EXTRACTED MATERIAL:
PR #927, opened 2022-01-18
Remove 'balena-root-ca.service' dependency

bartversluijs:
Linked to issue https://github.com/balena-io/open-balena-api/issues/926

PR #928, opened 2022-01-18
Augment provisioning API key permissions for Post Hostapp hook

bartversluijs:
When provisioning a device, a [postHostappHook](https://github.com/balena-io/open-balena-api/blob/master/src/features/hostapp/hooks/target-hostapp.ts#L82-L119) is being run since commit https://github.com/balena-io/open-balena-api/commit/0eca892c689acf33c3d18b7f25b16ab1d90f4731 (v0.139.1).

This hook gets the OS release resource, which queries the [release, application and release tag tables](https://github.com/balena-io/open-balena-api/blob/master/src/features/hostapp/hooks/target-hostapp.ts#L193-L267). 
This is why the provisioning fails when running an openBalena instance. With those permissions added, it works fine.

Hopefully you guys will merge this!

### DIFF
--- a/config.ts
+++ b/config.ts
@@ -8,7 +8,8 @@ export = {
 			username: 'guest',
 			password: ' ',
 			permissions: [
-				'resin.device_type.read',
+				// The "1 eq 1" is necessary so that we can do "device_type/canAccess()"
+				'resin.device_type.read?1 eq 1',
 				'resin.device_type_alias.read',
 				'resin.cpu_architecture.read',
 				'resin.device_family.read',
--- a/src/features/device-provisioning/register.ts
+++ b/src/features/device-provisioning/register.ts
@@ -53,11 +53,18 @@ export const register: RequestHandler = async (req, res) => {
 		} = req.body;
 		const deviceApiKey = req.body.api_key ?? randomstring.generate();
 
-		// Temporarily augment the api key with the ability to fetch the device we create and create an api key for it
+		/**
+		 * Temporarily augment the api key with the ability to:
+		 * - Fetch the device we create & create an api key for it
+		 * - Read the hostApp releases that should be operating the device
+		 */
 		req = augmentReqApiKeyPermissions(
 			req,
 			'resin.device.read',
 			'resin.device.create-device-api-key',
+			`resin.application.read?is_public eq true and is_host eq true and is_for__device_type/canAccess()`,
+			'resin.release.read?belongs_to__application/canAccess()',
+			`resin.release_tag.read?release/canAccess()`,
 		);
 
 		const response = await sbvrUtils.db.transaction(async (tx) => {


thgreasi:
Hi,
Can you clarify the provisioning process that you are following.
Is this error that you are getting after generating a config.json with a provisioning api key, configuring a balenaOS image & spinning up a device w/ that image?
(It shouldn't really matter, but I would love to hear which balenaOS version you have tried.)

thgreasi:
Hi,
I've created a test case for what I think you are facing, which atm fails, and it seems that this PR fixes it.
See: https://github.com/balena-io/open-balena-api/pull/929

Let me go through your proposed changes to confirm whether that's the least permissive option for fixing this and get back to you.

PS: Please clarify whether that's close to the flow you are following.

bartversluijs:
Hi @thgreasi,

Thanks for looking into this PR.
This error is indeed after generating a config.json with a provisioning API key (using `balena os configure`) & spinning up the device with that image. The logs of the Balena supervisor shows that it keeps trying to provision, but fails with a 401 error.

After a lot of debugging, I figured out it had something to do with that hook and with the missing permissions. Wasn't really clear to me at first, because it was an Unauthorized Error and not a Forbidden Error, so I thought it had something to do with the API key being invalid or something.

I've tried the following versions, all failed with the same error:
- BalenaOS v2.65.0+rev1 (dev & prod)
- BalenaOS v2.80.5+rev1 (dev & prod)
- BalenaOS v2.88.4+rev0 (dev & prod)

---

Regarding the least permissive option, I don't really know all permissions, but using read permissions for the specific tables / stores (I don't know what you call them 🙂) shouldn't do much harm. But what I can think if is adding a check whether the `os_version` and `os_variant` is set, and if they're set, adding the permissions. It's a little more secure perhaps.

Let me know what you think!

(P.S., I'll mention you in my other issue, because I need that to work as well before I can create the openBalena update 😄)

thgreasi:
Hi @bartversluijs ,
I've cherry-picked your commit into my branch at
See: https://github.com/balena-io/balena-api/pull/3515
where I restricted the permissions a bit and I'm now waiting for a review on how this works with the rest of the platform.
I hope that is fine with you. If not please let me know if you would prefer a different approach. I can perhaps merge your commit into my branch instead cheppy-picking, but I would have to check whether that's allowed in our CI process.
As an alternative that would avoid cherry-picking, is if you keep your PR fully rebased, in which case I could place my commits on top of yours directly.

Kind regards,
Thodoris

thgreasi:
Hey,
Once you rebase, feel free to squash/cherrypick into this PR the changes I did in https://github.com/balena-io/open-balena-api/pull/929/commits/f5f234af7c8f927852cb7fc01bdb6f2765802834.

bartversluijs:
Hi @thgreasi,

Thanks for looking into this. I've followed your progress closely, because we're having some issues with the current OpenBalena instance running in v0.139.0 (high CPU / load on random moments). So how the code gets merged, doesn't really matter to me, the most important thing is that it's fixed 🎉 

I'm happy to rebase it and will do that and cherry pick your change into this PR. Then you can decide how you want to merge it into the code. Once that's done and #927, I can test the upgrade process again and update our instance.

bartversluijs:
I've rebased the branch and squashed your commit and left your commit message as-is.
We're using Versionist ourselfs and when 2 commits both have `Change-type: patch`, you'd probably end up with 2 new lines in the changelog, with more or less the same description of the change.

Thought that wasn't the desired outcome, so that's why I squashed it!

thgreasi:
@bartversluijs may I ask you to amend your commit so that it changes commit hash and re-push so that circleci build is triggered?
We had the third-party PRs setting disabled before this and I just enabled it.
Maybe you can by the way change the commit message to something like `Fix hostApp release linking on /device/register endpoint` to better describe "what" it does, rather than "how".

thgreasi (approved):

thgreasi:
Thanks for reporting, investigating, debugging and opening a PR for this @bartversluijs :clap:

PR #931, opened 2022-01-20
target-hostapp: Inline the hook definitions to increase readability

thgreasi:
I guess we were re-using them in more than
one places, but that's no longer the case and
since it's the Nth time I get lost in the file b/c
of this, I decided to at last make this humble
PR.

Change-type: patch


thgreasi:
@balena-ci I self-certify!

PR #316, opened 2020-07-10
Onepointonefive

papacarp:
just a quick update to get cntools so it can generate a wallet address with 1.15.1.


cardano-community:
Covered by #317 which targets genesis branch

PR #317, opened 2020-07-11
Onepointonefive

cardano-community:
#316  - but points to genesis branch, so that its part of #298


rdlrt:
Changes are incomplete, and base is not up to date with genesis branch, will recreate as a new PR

--

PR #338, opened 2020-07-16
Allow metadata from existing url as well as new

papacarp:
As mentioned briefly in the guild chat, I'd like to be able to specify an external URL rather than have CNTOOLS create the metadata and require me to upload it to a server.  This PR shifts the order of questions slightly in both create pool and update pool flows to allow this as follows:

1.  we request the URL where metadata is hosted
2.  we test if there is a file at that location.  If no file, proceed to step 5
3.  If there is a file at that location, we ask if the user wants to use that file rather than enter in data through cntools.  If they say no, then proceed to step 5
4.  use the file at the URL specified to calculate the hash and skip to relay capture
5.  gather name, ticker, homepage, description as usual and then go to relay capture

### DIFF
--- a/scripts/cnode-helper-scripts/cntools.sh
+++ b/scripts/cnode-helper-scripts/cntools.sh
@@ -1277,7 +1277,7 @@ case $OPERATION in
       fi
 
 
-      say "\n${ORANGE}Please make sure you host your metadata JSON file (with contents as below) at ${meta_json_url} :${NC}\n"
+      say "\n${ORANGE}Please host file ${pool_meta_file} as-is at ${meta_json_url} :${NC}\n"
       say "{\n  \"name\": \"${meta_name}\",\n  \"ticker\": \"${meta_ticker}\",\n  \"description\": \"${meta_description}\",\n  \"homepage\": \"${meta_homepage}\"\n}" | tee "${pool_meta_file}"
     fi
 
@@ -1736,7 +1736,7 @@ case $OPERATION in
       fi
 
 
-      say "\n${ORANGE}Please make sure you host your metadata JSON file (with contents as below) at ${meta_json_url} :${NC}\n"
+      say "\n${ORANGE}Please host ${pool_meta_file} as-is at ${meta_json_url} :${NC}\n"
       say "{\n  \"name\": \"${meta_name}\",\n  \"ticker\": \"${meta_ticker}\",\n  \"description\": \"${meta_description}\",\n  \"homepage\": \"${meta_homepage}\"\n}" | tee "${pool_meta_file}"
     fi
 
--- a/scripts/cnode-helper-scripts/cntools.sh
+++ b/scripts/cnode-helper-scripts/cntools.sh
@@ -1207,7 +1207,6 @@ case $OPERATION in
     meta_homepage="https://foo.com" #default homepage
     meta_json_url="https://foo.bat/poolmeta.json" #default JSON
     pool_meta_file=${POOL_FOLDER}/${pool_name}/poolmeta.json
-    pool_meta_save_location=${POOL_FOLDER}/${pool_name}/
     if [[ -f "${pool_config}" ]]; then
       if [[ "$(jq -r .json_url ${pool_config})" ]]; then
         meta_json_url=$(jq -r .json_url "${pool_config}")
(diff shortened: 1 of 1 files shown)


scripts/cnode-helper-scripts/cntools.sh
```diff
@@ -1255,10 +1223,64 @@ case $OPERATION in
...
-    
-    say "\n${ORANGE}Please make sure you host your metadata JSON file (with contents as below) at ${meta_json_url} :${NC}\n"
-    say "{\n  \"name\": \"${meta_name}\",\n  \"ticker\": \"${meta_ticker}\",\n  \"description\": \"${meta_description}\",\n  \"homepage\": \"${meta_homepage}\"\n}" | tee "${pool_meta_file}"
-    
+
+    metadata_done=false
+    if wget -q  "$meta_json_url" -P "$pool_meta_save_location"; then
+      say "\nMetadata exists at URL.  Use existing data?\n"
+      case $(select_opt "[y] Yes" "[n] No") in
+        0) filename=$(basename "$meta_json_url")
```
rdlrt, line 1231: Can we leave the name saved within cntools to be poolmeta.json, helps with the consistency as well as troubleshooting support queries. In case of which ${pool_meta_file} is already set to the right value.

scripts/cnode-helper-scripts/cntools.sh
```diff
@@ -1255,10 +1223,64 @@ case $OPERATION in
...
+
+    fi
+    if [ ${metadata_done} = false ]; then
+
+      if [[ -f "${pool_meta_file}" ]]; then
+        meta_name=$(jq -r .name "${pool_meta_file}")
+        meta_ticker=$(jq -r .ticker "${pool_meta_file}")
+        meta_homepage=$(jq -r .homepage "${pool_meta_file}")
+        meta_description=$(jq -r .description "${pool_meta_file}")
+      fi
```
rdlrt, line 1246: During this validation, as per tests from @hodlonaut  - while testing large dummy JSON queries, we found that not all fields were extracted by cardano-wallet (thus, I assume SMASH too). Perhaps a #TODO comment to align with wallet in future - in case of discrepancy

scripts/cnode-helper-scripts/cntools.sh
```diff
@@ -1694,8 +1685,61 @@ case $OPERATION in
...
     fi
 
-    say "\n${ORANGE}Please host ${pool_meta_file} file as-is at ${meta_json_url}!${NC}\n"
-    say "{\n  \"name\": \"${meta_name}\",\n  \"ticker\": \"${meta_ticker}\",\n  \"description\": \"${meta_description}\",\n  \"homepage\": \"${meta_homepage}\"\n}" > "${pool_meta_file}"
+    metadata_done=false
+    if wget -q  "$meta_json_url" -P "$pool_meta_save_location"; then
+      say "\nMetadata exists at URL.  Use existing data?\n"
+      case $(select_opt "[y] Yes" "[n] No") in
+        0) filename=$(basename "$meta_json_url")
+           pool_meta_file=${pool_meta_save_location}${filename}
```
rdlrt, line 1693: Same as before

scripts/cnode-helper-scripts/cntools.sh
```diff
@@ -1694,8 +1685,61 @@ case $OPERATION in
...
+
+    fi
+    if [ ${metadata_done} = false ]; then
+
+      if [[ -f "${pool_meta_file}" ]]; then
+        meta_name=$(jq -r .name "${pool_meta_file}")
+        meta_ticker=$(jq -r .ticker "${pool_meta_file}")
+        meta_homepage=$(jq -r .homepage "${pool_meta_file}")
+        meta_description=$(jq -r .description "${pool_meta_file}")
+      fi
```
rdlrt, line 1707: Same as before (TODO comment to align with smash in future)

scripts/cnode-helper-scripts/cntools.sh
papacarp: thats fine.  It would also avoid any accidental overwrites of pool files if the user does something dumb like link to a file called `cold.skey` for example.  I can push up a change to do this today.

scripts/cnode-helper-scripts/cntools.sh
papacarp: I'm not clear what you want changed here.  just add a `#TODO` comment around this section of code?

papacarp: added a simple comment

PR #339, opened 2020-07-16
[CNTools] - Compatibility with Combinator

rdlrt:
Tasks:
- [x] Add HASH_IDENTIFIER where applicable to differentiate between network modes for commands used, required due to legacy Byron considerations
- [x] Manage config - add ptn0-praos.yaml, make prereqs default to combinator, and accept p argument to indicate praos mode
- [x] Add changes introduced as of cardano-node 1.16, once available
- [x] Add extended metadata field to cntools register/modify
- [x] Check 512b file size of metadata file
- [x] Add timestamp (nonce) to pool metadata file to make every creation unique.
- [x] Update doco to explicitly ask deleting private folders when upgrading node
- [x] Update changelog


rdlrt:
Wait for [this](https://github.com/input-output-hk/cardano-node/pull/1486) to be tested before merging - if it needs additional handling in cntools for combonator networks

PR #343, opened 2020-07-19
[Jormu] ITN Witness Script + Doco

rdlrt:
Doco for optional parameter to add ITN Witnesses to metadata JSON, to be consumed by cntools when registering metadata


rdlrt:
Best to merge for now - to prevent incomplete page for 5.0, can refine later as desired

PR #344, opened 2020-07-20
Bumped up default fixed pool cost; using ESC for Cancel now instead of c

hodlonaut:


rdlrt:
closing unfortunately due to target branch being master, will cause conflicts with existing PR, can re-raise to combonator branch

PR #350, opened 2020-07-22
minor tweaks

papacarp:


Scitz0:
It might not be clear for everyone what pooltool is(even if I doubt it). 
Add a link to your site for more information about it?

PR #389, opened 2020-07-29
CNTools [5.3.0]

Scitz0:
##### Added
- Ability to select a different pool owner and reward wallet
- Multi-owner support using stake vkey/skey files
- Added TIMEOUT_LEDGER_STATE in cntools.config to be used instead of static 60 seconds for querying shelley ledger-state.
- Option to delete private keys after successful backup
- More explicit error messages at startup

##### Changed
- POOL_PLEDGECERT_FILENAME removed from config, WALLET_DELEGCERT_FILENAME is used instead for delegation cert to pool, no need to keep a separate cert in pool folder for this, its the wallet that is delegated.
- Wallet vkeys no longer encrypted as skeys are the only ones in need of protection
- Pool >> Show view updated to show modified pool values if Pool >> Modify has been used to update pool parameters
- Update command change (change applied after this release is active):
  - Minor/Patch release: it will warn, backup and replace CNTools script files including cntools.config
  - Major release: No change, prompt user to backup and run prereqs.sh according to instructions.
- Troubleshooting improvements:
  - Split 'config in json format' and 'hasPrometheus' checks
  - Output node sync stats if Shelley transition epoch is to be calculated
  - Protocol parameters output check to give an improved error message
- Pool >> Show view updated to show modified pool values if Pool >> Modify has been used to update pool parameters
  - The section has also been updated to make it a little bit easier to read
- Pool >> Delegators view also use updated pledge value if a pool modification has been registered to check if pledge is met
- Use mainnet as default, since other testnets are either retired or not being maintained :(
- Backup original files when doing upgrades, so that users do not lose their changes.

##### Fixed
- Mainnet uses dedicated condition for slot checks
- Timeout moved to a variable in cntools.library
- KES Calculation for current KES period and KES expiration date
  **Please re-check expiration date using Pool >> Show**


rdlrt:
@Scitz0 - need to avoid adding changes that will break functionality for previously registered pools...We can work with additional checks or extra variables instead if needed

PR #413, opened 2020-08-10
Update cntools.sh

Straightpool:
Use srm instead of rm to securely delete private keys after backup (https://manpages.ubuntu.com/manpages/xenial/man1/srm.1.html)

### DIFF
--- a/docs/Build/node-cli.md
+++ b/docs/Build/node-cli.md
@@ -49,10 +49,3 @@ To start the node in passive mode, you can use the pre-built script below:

---

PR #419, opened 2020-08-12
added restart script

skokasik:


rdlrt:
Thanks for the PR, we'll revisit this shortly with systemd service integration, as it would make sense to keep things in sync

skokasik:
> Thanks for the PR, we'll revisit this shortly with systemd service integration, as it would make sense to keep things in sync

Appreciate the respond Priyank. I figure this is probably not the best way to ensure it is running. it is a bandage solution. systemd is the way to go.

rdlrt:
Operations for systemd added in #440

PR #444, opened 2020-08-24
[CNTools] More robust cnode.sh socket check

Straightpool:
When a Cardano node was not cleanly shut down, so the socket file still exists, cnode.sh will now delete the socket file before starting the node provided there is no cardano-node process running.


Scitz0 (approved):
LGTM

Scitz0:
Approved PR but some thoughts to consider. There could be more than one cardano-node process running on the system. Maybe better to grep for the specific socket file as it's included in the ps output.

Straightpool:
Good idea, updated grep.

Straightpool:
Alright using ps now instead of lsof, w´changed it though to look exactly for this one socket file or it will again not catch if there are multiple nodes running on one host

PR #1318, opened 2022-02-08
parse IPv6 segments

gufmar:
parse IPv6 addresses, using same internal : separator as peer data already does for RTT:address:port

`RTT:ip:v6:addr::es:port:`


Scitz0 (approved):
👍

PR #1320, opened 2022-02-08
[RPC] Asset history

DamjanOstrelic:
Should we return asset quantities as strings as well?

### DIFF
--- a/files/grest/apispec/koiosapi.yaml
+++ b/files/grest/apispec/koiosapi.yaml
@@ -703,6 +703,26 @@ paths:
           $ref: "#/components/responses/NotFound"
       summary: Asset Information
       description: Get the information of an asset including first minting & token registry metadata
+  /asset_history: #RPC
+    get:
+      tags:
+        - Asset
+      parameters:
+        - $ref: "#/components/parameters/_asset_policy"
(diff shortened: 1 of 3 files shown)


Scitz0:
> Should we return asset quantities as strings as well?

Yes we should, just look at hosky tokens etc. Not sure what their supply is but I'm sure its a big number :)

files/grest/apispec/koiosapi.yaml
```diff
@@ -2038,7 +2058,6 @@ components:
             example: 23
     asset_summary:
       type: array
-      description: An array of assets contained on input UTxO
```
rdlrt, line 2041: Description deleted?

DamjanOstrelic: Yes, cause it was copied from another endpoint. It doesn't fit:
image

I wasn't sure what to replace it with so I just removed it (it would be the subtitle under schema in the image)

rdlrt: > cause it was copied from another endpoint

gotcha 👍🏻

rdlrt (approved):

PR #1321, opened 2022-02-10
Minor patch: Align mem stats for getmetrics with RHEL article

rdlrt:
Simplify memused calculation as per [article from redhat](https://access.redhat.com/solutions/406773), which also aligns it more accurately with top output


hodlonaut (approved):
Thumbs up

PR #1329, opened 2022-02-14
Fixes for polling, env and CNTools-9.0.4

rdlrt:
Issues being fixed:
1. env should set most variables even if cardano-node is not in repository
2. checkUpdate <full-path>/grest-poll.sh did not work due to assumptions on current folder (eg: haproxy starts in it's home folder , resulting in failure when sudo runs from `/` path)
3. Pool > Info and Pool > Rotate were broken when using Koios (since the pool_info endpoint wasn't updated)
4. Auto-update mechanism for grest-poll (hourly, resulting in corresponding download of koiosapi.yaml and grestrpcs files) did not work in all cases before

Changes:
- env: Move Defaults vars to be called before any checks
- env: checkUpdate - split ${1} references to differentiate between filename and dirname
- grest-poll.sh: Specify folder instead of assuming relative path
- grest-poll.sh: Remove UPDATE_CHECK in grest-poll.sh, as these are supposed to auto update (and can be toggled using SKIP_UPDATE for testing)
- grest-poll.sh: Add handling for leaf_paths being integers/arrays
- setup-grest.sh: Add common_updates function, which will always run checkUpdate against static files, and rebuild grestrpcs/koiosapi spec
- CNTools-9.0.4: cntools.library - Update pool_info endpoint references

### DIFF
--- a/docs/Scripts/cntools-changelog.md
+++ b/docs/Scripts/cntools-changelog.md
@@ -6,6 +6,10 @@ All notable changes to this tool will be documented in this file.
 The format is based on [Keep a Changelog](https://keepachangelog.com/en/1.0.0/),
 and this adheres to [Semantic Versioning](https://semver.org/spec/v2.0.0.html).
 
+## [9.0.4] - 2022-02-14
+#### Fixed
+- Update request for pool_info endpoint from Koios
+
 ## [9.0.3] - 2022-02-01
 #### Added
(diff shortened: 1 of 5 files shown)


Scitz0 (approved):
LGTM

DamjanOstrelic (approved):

ABOUT THIS TASK: Give only the lines from the one holding "PR #927, opened 2022-01-18" through the one holding "This is why", each restated exactly as it appears above.

ANSWER FOR THIS EXERCISE:
PR #927, opened 2022-01-18
Remove 'balena-root-ca.service' dependency

bartversluijs:
Linked to issue https://github.com/balena-io/open-balena-api/issues/926

PR #928, opened 2022-01-18
Augment provisioning API key permissions for Post Hostapp hook

bartversluijs:
When provisioning a device, a [postHostappHook](https://github.com/balena-io/open-balena-api/blob/master/src/features/hostapp/hooks/target-hostapp.ts#L82-L119) is being run since commit https://github.com/balena-io/open-balena-api/commit/0eca892c689acf33c3d18b7f25b16ab1d90f4731 (v0.139.1).

This hook gets the OS release resource, which queries the [release, application and release tag tables](https://github.com/balena-io/open-balena-api/blob/master/src/features/hostapp/hooks/target-hostapp.ts#L193-L267). 
This is why the provisioning fails when running an openBalena instance. With those permissions added, it works fine.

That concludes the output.